### Exercise brief
Extract each line of the records below that contains the word "LINKED".

### Stored data entries
-- Opening Marker --

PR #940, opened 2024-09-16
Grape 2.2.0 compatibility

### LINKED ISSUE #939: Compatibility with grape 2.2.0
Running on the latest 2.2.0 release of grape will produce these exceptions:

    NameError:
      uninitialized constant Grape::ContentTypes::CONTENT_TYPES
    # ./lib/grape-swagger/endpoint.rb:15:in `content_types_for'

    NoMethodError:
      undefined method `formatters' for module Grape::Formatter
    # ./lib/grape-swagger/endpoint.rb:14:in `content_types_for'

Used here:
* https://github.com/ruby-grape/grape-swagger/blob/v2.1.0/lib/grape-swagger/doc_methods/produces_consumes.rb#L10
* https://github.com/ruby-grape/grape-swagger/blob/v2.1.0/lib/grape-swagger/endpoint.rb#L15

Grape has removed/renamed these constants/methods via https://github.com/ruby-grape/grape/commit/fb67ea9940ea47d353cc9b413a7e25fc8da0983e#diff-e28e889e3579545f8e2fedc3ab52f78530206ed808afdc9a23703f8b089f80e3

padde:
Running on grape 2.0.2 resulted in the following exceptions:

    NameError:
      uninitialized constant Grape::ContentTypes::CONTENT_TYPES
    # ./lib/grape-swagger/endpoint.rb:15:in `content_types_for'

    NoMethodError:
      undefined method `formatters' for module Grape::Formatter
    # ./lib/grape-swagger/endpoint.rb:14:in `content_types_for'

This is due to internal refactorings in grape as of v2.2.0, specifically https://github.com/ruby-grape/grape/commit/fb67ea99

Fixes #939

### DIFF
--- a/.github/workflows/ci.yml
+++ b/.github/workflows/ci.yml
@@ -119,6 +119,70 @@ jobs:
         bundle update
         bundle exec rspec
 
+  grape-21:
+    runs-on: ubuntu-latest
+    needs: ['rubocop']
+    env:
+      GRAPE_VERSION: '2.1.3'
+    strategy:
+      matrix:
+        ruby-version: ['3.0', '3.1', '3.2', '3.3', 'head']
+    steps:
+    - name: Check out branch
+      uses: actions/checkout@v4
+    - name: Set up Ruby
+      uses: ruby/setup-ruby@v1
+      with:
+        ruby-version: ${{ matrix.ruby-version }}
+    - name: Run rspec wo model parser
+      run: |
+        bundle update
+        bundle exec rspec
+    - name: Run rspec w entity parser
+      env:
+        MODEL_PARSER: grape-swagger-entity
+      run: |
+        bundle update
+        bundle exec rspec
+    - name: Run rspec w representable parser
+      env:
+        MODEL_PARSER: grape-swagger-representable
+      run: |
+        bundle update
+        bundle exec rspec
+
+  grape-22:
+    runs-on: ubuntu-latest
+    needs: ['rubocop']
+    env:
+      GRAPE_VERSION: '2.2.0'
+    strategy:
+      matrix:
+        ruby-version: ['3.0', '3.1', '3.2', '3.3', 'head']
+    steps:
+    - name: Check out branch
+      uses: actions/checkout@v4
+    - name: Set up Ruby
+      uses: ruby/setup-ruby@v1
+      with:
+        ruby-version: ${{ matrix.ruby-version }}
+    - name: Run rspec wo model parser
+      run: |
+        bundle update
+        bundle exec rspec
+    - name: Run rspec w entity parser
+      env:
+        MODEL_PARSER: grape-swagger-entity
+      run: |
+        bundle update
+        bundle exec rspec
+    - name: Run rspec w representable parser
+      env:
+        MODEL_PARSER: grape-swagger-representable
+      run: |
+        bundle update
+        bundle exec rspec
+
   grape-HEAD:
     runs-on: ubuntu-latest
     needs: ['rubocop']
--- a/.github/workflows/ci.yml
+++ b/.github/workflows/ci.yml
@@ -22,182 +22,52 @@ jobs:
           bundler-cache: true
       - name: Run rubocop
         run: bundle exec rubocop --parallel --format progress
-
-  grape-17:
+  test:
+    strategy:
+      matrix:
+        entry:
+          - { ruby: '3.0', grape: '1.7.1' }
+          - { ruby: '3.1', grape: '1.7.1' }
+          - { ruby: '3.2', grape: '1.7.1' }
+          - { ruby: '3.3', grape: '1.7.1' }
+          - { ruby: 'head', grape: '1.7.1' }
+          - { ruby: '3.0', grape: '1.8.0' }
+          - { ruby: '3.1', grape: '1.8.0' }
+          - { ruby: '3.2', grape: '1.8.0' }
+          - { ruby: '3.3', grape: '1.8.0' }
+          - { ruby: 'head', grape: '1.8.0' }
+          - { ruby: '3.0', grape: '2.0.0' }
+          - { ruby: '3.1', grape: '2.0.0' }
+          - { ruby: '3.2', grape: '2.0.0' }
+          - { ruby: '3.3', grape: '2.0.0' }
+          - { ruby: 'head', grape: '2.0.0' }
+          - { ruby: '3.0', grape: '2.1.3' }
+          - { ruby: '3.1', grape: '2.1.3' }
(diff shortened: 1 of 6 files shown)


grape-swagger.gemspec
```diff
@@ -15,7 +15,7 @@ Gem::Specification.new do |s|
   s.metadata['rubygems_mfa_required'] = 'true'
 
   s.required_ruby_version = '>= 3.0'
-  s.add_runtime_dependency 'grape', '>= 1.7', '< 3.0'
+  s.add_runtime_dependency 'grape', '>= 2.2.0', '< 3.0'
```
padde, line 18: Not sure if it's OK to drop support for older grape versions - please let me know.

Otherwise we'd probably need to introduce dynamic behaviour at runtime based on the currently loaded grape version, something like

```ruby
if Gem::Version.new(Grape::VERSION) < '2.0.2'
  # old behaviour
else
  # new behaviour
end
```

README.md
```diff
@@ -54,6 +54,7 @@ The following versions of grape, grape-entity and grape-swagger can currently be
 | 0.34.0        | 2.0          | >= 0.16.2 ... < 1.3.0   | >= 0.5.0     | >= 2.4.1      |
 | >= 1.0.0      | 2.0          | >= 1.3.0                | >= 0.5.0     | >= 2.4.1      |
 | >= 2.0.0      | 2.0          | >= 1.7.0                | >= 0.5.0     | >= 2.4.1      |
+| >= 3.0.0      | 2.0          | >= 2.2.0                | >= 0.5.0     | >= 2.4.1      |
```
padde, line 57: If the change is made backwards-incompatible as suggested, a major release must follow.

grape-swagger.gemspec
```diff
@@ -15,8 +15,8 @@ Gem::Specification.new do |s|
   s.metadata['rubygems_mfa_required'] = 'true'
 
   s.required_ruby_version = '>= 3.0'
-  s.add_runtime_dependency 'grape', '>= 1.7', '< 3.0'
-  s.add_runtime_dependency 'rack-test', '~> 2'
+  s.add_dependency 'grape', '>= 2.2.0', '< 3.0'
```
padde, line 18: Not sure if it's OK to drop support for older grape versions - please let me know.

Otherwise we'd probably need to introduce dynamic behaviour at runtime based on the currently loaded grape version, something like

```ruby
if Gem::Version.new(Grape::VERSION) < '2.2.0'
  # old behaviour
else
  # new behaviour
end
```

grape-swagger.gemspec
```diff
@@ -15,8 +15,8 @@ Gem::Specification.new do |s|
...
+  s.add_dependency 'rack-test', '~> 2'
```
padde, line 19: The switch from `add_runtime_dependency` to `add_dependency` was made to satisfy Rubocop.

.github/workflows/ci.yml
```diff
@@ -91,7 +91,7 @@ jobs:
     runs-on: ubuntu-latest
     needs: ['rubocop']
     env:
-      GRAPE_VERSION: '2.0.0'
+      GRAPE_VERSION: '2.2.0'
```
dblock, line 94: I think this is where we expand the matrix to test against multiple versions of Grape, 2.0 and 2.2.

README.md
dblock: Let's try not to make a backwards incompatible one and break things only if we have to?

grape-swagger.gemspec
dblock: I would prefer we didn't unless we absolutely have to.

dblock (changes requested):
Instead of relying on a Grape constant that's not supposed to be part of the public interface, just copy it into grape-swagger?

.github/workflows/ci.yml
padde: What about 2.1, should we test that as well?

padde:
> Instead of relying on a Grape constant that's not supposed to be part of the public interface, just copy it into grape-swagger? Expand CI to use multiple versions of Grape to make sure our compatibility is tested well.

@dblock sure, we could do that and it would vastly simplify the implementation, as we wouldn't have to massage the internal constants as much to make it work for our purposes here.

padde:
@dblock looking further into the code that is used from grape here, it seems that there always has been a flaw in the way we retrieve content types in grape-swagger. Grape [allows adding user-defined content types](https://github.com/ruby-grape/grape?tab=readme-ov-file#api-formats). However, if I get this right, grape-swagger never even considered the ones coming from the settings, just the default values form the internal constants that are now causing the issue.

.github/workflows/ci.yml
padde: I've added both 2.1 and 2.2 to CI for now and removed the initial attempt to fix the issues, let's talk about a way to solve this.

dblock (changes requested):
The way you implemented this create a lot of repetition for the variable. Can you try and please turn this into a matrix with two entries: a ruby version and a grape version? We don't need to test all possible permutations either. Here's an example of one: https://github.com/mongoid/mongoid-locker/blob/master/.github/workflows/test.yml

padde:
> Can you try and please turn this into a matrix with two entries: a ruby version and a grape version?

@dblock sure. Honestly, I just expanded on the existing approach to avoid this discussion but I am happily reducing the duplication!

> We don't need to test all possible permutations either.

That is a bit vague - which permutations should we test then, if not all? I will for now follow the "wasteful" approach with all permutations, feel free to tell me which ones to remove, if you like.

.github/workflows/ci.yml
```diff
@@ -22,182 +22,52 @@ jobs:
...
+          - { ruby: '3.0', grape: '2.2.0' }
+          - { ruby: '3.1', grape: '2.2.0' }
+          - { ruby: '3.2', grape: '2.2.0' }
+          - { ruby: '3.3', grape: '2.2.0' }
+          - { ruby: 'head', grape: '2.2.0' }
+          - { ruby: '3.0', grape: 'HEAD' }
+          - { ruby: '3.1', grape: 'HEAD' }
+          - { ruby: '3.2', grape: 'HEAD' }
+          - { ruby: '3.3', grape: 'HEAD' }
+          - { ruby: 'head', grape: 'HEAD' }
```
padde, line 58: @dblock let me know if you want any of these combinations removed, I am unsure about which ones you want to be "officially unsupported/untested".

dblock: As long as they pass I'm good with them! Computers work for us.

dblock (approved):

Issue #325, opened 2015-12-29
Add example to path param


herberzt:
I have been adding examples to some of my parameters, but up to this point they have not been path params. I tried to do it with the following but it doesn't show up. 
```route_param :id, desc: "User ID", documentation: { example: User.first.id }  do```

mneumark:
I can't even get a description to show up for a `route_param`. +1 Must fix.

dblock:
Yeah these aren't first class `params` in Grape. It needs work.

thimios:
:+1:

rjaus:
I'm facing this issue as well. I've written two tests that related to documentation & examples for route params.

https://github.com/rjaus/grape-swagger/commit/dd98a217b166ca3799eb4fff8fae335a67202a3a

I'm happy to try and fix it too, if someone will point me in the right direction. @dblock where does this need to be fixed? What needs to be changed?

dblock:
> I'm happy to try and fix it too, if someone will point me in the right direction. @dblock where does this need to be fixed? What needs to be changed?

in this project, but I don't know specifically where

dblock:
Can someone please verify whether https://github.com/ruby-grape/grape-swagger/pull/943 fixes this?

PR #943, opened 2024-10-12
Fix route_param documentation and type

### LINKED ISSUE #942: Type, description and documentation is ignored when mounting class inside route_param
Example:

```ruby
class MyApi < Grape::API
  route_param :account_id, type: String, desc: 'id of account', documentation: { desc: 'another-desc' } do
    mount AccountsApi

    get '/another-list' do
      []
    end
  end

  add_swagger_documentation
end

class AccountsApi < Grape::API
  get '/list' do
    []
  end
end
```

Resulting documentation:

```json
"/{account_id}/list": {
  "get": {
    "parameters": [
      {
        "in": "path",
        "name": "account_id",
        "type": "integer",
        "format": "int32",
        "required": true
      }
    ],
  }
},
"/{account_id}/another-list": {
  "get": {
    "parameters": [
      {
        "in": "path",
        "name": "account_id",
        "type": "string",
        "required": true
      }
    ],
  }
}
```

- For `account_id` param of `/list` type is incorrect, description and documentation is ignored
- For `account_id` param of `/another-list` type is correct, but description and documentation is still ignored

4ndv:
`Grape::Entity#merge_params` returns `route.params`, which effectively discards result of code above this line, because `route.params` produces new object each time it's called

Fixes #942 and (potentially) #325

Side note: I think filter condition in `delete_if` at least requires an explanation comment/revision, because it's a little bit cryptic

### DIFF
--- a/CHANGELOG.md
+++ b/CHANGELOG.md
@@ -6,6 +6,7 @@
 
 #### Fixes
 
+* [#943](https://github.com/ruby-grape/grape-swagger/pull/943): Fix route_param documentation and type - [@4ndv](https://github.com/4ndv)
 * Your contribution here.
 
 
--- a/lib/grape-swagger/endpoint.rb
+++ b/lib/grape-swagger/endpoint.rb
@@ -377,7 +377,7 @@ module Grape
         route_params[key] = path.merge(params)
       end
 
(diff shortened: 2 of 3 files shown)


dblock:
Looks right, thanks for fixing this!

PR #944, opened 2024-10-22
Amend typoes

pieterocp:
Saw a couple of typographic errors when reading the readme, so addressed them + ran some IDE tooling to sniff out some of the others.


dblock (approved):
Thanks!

-- Closing Marker --

### Exercise answer
### LINKED ISSUE #939: Compatibility with grape 2.2.0
### LINKED ISSUE #942: Type, description and documentation is ignored when mounting class inside route_param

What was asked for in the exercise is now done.